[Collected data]
Issue #445, opened 2021-06-21
Stopwatch+timer bug


Itai-Nelken:
Setting a timer and then starting the stopwatch causes the image to shift up when the timer opens when it ends.
It even caused a bootloop on my brother's devkit.

Riksu9000:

__EXERCISE__:
Report how many lines of the data contain the word "timer", using the number alone.

__SOLUTION TO THIS TASK__:
2